5.4A.2 CONCLUSION The calculated loads on reactor vessel supports do not exceed specified loads except for one load in the original analysis. For all supports, all calculated loads have been evaluated and found to be acceptable.
5.4A.3 BACKGROUND The reactor internals, including the fuel and supporting structures, are suspended from the closure flange region of the reactor vessel and are surrounded by the cylindrical "core support barrel" (CSB) as shown on Figure 5.4A-1. The CSB and reactor vessel are essentially concentric cylinders throughout the length of the CSB.
Upon postulation of a break in a primary coolant pipe, as on Figure 5.4A-2, several rapidly occurring events cause internal and external transient loads to act upon the reactor vessel. For a reactor vessel inlet break, asymmetric pressure changes take place in the annulus between the CSB and the vessel.
Decompression occurs on the side of the vessel nearest the pipe break before pressure on the opposite side changes. The momentary difference in pressure across the CSB induces lateral loads in opposite directions on the CSB and the reactor vessel as shown on Figure 5.4A-3. Vertical loads are also applied to the internals and to the vessel due to the vertical flow resistance through the core and asymmetric axial decompression of the vessel. Simultaneously, as fluid escapes through the break, the annulus between the reactor vessel and biological shield wall becomes asymmetrically pressurized. The difference in pressure across the reactor vessel causes additional horizontal and vertical external loads on the vessel as shown on Figure 5.4A-4. In addition, the vessel is loaded by the effects of initial tension release and blowdown thrust on the broken pipe (Figure 5.4A-5).
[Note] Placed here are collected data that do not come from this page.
PR #286, opened 2026-05-28
fix(PD): fix PD speculative bootstrap input seeding

XucSh:
## Test Plan
Test with
1. Qwen3.5-397B-A17B-NVFP4 with MTP
2. Kimi-K2.5-NVFP4  with EAGLE3


python/tokenspeed/runtime/execution/input_buffer.py
```diff
@@ -168,6 +168,40 @@ def fill_input_buffers(
...
+            ).to(req_pool_indices_device.device, non_blocking=True)
+            mask = (decode_input_ids_tensor != -1).unsqueeze(1)
+            ids = decode_input_ids_tensor.unsqueeze(1)
+
+            # Only seed col 0 (the verified token). The draft slots
+            # (cols 1..spec_num_draft_tokens-1) are owned by either the local
+            # drafter or write_remote_spec_candidate_ids; for retract-recovery
+            # there is no draft source, so leaving the tail untouched lets the
+            # verifier reject those slots and the step naturally falls back to
+            # a 1-token decode. Broadcasting the seed across the tail would
```
tuanzhangCS: "naturally falls back to a 1-token decode" isn't strictly guaranteed. `future_input_map` is `torch.empty`-initialized (runtime_states.py:52) and never reset on slot reuse, so cols 1..N-1 hold stale ids from a previous request (or uninitialized memory). If the target happens to predict one of those ids, the verifier accepts a phantom draft — same failure shape as the bug this PR fixes, just lower probability.

The PD remote-prefill path is safe because `write_remote_spec_candidate_ids` fills real candidates. The retract-recovery path (`num_extends == 0` with `decode_input_ids` set) has no candidate source, so leaving the tail untouched is only probabilistically safe.

Consider seeding the tail with -1 (sentinel the verifier always rejects), or forcing this row through a 1-token path.

python/tokenspeed/runtime/execution/model_executor.py
```diff
@@ -914,6 +916,43 @@ def update_block_table(self, forward_op) -> ModelExecutionResult:
...
+        req_pool_tensor = torch.tensor(
+            [req_pool_idx for req_pool_idx, _ in pairs],
+            dtype=torch.int64,
+            device=self.device,
+        )
+        mamba_tensor = torch.tensor(
+            [mamba_idx for _, mamba_idx in pairs],
+            dtype=torch.int64,
+            device=self.device,
+        )
```
tuanzhangCS: Two synchronous H2D allocations in this PR:

1. **Here (L944-953)**: both `torch.tensor(..., device=self.device)` calls block. This function also runs on the default stream (no `execution_stream` context), so the stall hits the main loop directly.

2. **`runtime_states.py:85`** in `write_remote_spec_candidate_ids` — same pattern. The outer stream wrapper at `model_executor.py:1369` only affects kernel scheduling; `torch.tensor(..., device=cuda)` itself still blocks regardless of stream context.

Compare to `reset_valid_cache_length` (L994) and the new `write_decode_input_ids` helper, which both use the project-standard pattern:

```python
torch.tensor(..., dtype=..., device="cpu", pin_memory=True).to(self.device, non_blocking=True)
```

Suggest matching that pattern in both spots.

python/tokenspeed/runtime/execution/input_buffer.py
XucSh: need a refactor to fix this issue

tuanzhangCS:
LGTM, but need resolve conflicts before merge.

tuanzhangCS (approved):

The loads occur simultaneously as shown on Figure 5.4A-6. For a reactor vessel outlet break, the same type of loadings as shown on Figure 5.4A-6 occur, but the internal loads are more predominately vertical due to smaller break size and more rapid decompression of the upper plenum. For each postulated break the time history maximum reactor vessel support reactions due to the complete set of horizontal and vertical loads are calculated.
WSES-FSAR-UNIT-3 5.4A-2 Revision 10 (10/99)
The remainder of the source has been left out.